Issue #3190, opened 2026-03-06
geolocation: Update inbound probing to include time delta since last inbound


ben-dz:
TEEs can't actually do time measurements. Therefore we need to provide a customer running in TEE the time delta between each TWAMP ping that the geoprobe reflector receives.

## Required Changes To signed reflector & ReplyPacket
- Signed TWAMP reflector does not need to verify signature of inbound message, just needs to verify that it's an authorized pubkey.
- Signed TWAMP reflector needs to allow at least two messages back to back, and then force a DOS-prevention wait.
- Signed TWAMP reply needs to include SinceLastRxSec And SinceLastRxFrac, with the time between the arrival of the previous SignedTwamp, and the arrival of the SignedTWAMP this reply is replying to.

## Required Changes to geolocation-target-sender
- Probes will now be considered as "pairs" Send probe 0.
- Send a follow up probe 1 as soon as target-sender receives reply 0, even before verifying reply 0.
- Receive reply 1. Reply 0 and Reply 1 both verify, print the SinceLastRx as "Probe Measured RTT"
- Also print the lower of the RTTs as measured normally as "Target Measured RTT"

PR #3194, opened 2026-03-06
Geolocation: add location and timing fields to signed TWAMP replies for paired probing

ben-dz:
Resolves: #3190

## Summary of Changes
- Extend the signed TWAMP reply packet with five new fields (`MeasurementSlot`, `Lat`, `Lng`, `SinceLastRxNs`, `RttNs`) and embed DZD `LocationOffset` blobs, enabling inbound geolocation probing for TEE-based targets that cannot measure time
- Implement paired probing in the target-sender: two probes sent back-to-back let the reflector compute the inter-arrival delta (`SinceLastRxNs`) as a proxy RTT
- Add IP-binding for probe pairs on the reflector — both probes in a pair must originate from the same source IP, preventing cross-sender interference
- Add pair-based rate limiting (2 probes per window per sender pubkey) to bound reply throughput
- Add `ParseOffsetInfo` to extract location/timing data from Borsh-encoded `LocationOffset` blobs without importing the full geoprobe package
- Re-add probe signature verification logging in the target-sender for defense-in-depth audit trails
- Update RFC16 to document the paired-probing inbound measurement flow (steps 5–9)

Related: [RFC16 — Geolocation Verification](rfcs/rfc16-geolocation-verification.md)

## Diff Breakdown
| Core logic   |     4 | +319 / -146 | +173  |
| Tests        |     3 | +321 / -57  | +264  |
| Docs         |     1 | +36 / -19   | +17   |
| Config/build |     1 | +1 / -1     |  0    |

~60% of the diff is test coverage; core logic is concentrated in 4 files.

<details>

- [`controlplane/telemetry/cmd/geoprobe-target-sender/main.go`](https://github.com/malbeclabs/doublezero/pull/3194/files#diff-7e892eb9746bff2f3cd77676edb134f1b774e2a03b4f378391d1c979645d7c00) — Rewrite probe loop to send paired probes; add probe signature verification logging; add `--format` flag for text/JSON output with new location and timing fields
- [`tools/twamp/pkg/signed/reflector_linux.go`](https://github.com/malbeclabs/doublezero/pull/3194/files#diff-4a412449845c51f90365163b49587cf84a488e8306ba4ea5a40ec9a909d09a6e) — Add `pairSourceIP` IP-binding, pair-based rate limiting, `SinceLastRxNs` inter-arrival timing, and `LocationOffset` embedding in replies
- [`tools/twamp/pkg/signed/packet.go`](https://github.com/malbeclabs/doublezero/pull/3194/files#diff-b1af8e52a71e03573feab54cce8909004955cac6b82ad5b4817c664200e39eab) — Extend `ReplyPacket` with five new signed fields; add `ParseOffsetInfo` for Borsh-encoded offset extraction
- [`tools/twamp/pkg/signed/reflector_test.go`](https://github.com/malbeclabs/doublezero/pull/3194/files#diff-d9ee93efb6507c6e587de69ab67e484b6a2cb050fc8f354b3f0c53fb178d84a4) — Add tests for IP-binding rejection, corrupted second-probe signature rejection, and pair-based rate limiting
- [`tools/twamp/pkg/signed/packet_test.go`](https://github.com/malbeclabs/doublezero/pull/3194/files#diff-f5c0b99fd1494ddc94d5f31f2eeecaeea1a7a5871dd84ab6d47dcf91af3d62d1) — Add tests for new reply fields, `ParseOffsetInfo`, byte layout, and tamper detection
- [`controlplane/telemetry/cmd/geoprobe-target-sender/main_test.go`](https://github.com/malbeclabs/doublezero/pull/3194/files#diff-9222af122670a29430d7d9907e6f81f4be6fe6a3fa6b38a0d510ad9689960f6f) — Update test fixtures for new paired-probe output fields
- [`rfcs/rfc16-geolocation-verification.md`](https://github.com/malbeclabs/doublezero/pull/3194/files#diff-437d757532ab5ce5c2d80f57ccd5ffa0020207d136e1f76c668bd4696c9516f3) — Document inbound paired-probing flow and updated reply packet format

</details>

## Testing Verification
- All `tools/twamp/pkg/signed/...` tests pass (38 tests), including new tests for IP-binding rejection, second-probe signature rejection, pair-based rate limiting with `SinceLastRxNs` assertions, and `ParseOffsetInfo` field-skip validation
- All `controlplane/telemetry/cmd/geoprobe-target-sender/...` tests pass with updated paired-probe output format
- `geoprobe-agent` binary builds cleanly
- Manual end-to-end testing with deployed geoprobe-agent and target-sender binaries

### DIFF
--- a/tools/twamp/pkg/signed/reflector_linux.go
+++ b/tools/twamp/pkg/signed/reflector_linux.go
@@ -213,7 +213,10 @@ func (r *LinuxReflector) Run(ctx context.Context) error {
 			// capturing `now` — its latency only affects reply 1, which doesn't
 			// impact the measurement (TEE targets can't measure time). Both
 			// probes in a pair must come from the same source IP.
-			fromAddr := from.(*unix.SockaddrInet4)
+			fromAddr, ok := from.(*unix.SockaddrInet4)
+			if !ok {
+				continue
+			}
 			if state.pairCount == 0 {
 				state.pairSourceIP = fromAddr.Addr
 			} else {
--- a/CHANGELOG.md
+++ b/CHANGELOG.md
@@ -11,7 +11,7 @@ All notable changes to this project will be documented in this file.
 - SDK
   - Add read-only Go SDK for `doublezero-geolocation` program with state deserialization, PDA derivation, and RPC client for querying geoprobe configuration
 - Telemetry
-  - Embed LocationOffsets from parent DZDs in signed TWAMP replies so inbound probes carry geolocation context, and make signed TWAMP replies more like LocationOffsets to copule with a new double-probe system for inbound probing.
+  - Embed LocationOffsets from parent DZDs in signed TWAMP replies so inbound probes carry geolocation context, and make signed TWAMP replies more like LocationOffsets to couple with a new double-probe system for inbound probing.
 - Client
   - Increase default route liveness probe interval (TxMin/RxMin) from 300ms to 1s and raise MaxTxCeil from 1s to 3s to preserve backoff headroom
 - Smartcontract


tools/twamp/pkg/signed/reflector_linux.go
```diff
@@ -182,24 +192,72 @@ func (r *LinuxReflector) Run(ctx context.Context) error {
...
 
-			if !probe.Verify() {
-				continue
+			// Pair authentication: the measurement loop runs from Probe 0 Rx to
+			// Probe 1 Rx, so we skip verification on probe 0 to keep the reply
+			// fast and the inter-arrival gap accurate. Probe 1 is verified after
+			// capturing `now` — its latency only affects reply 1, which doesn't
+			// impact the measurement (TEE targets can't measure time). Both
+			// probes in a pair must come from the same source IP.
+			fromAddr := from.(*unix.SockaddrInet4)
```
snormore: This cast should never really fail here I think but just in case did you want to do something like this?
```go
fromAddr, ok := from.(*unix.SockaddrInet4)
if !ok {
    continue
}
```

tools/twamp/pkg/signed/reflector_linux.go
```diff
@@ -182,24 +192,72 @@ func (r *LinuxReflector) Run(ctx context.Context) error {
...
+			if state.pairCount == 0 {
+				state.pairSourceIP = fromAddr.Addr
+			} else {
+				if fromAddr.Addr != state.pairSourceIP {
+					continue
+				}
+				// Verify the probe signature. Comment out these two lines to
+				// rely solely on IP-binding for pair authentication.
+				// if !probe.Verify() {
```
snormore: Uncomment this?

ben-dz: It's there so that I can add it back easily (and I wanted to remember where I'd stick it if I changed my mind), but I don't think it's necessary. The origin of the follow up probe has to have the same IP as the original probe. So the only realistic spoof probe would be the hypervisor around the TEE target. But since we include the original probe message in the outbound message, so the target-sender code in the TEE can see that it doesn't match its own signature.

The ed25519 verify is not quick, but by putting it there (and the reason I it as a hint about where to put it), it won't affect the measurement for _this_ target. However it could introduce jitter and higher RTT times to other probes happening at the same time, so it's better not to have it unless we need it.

[EXERCISE PROMPT]
What is needed is an exact copy of the lines above, from the one containing "and tamper detection" through the one containing "paired-probe output fields", with nothing added.

[REPLY TO THE TASK]
- [`tools/twamp/pkg/signed/packet_test.go`](https://github.com/malbeclabs/doublezero/pull/3194/files#diff-f5c0b99fd1494ddc94d5f31f2eeecaeea1a7a5871dd84ab6d47dcf91af3d62d1) — Add tests for new reply fields, `ParseOffsetInfo`, byte layout, and tamper detection
- [`controlplane/telemetry/cmd/geoprobe-target-sender/main_test.go`](https://github.com/malbeclabs/doublezero/pull/3194/files#diff-9222af122670a29430d7d9907e6f81f4be6fe6a3fa6b38a0d510ad9689960f6f) — Update test fixtures for new paired-probe output fields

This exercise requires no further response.